Wa, Oct. 5, GNA – Agriculture is the backbone of Ghana’s economy with about 80 per cent of total agricultural production attributed to smallholder farmers including women.
These farmers are faced with issues of environmental degradation and poor soil fertility, due to climate change yet it is amazing how smallholder farmers are able to use their own knowledge to mitigate the impact of those challenges on their livelihoods.
The farmers conduct unscientific experiments on several issues including soil fertility and which type of crop to sow on what soil, rain patterns and what to plant at what time and indigenous mode of controlling pests and diseases.
These may not be scientifically proven, but they have sustained the smallholder farmers over the years; the reason for which Ghana enjoys an amount of food security today.
The key to produce better crops to meet the needs of the growing world’s population may lie in combining the traditional knowledge of subsistence farmers with scientific knowledge to better inform policy formulation.
The livelihood of hundreds of millions of people living in smallholder farming systems depends on the products they obtain from marginal fields.
Smallholder farmers are very knowledgeable in what they grow, because they must be efficient in selecting the crop varieties that will ensure the subsistence of their household.
In Ghana, however, there is a knowledge gap between smallholder farmers and policy makers resulting in the failure in reaching the desired results.
Perhaps, policy makers have not yet realised the need to work with peasant farmers to better shape policies and programmes for best results to increase production.
Mr.
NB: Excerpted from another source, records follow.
Issue #5900, opened 2026-08-09
[Bug]: Windows port discovery re-spawns a doomed PowerShell/WMI probe every 3 s (the port-scanner half of #4182, not fixed by #2679)


dominicwild:
### Before submitting

- [x] I searched existing issues and did not find a duplicate.
- [x] I included enough detail to reproduce or investigate the problem.

> Closest existing report is #4182, which mentioned this probe among several CPU problems. It was closed as fixed by #2679, but that PR replaced the process-diagnostics polling only; the changed-files list contains no `PortScanner.ts`, and the code below is unchanged on current `main`. Filing this as a focused issue for the remaining path.

### Area

apps/server

### Steps to reproduce

1. On a Windows machine, time the exact probe command from `apps/server/src/preview/PortScanner.ts` (line 243):
   ```powershell
   Measure-Command { powershell.exe -NoProfile -NonInteractive -Command 'Get-NetTCPConnection -State Listen -ErrorAction Stop | ForEach-Object { $processName = (Get-Process -Id $_.OwningProcess -ErrorAction SilentlyContinue).ProcessName; Write-Output "$($_.LocalAddress)|$($_.LocalPort)|$($_.OwningProcess)|$processName" }' }
   ```
   The bug triggers whenever this exceeds the scanner's 5 s timeout (`WINDOWS_LISTENER_TIMEOUT_MS`, line 55). On my machine it takes **48.2 s** with 89 listening sockets.
2. If it finishes under 5 s on your machine, open artificial listeners in a separate PowerShell window and re-run the timing. The cost is per listener (roughly half a second each on my machine), so a few hundred is plenty:
   ```powershell
   $listeners = 1..300 | ForEach-Object { $l = [Net.Sockets.TcpListener]::new([Net.IPAddress]::Loopback, 0); $l.Start(); $l }
   ```
   Verified here: adding these 300 listeners took the probe from 48.2 s (89 listeners) to **215.2 s** (390 listeners), i.e. linear in listener count.
3. Start T3 Code (Alpha) and leave it open with a session active.
4. Watch process creation (Process Explorer), or count probe launches in the classic "Windows PowerShell" event log, where event 400 records the full command line:
   ```powershell
   (Get-WinEvent -FilterHashtable @{LogName='Windows PowerShell'; Id=400; StartTime=(Get-Date).AddHours(-1)} |
     Where-Object { $_.Message -match 'Get-NetTCPConnection' }).Count
   ```

### Expected behavior

[...]

PR #6254, opened 2026-08-12
perf(server): stop Windows port discovery thrashing WMI

RioPlay:
## Problem

On busy Windows machines, preview port discovery re-spawns a PowerShell listener probe every few seconds. The probe called `Get-Process -Id` once per listening socket, which often exceeded the 5s timeout. Timed-out probes were killed mid-WMI query and retried forever, driving sustained WMI/CPU load (#5900).

## Fix

- Build a single PID→name map with one `Get-Process` per probe instead of per connection.
- After a probe timeout, cool the expensive path off for ~60s and use the existing common-port fallback so a doomed probe is not re-spawned every poll.

## Verification

- `vp test run apps/server/src/preview/PortScanner.test.ts` (6 passed)
- Live on Windows: Preview **Local servers** listed listening ports with process names (map-once path), including an intentional `localhost:3000` listener.

## Checklist

- [x] No UI changes

---
Model: Grok 4.5 · Harness: Grok Build / T3 Code

---

> [!NOTE]
> **Medium Risk**
> Changes Windows process probing and port discovery behavior; during cooldown or concurrent scans, results may omit process names via the common-port fallback.
> 
> **Overview**
> Stops Windows preview port discovery from repeatedly spawning expensive PowerShell/WMI probes that were timing out and thrashing CPU (#5900).
> 
> Replaces per-listener `Get-Process -Id` with a single `WINDOWS_LISTENER_COMMAND` that builds the PID→name map once. Adds **single-flight** gating and a **60s wall-clock cooldown** after timeouts so concurrent `scan()` / poll / retain paths fall back to common ports instead of stacking probes. Uses `acquireUseRelease` so the in-flight flag clears even if the probe fiber is interrupted.
> 
> <sup>Reviewed by [Cursor Bugbot](https://cursor.com/bugbot) for commit 920f8251d9c63d0b7e78995ae4bcb3b65f5e6fbf. Bugbot is set up for automated code reviews on this repo. Configure [here](https://www.cursor.com/dashboard/bugbot).</sup>

> [!NOTE]
> ### Stop Windows port discovery from thrashing WMI with per-listener `Get-Process` calls
> - Replaces the per-connection `Get-Process -Id` PowerShell calls with a single PID-to-name map built once per probe via the new `WINDOWS_LISTENER_COMMAND` in [PortScanner.ts](https://github.com/pingdotgg/t3code/pull/6254/files#diff-0f6b3292e660acf982893ba130c26e1ffa8f91ff09032cce9b07d55074e296f4).
> - Adds single-flight enforcement so at most one PowerShell probe runs at a time; concurrent `scan()` calls skip the probe and fall back to common-port results while the probe is in flight.
> - Arms a wall-clock cooldown (`WINDOWS_LISTENER_COOLDOWN_MS`) after a `ProcessTimeoutError` so subsequent scans skip PowerShell until the cooldown expires.
> - The in-flight flag is cleared via `acquireUseRelease` so fiber interruption cannot leave the gate permanently locked.
> - Tests covering all four behaviors (single map build, cooldown, single-flight, interrupted probe) are added in [PortScanner.test.ts](https://github.com/pingdotgg/t3code/pull/6254/files#diff-98bc68e3fec0e5eecd2296d96c5534119745d09603b318b5c1f35045a7325af9).
>
> 
>
> <sup><a href="https://app.macroscope.com">Macroscope</a> summarized 920f825.</sup>
> 
>

### DIFF
--- a/apps/server/src/preview/PortScanner.test.ts
+++ b/apps/server/src/preview/PortScanner.test.ts
@@ -122,6 +122,101 @@ effectIt.layer(TestPortDiscoveryLive)("PortDiscovery integration (TCP probe fall
   );
 });
 
+effectIt("Windows listener probe builds the process-name map once", () =>
+  Effect.gen(function* () {
+    let seenCommand: string | undefined;
+    const layer = PortScanner.layer.pipe(
+      Layer.provide(
+        Layer.mergeAll(
+          Layer.succeed(ProcessRunner.ProcessRunner, {
+            run: (input) => {
+              seenCommand = input.args.at(-1);
+              return Effect.succeed({
+                stdout: "127.0.0.1|5173|4242|node\n",
+                stderr: "",
+                code: 0,
+                timedOut: false,
+                stdoutTruncated: false,
+                stderrTruncated: false,
+                stdoutInvalidUtf8: false,
+                stderrInvalidUtf8: false,
+              });
+            },
+          }),
+          Layer.succeed(Net.NetService, {
+            canListenOnHost: () => Effect.succeed(true),
+            isPortAvailableOnLoopback: () => Effect.succeed(true),
+            reserveLoopbackPort: () => Effect.succeed(40_000),
+            findAvailablePort: (preferred) => Effect.succeed(preferred),
+          }),
+          Layer.succeed(HostProcessPlatform, "win32"),
+        ),
+      ),
+    );
+
+    const servers = yield* Effect.gen(function* () {
+      const scanner = yield* PortScanner.PortDiscovery;
+      return yield* scanner.scan();
+    }).pipe(Effect.provide(layer), Effect.scoped);
+
+    expect(seenCommand).toBe(PortScanner.WINDOWS_LISTENER_COMMAND);
+    // Regression for #5900: never call Get-Process -Id per listener.
+    expect(seenCommand).toContain("$m = @{}");
+    expect(seenCommand).not.toMatch(/Get-Process\s+-Id/);
+    expect(servers).toEqual([
+      {
+        host: "localhost",
+        port: 5173,
+        url: "http://localhost:5173",
+        processName: "node",
+        pid: 4242,
+        terminal: null,
+      },
+    ]);
+  }),
+);
+
+effectIt("Windows listener probe cools down after a timeout", () =>
+  Effect.gen(function* () {
+    let probeRuns = 0;
+    const layer = PortScanner.layer.pipe(
+      Layer.provide(
+        Layer.mergeAll(
+          Layer.succeed(ProcessRunner.ProcessRunner, {
+            run: () => {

Ben Y. Guri, Executive Director of the Center for Indigenous Knowledge and Organisational Development (CIKOD) said it was out of place for scientists to underestimate the knowledge from farmers for what they have been practicing over the years.
“Farmers are also scientists”, he said, and explained that in every difficult situation they also have their own indigenous experimental ways to overcome the challenge.”
Mr. Guri said it was therefore prudent that their perspectives and experiences were considered in decisions that affected the farmers to better shape the policy decision.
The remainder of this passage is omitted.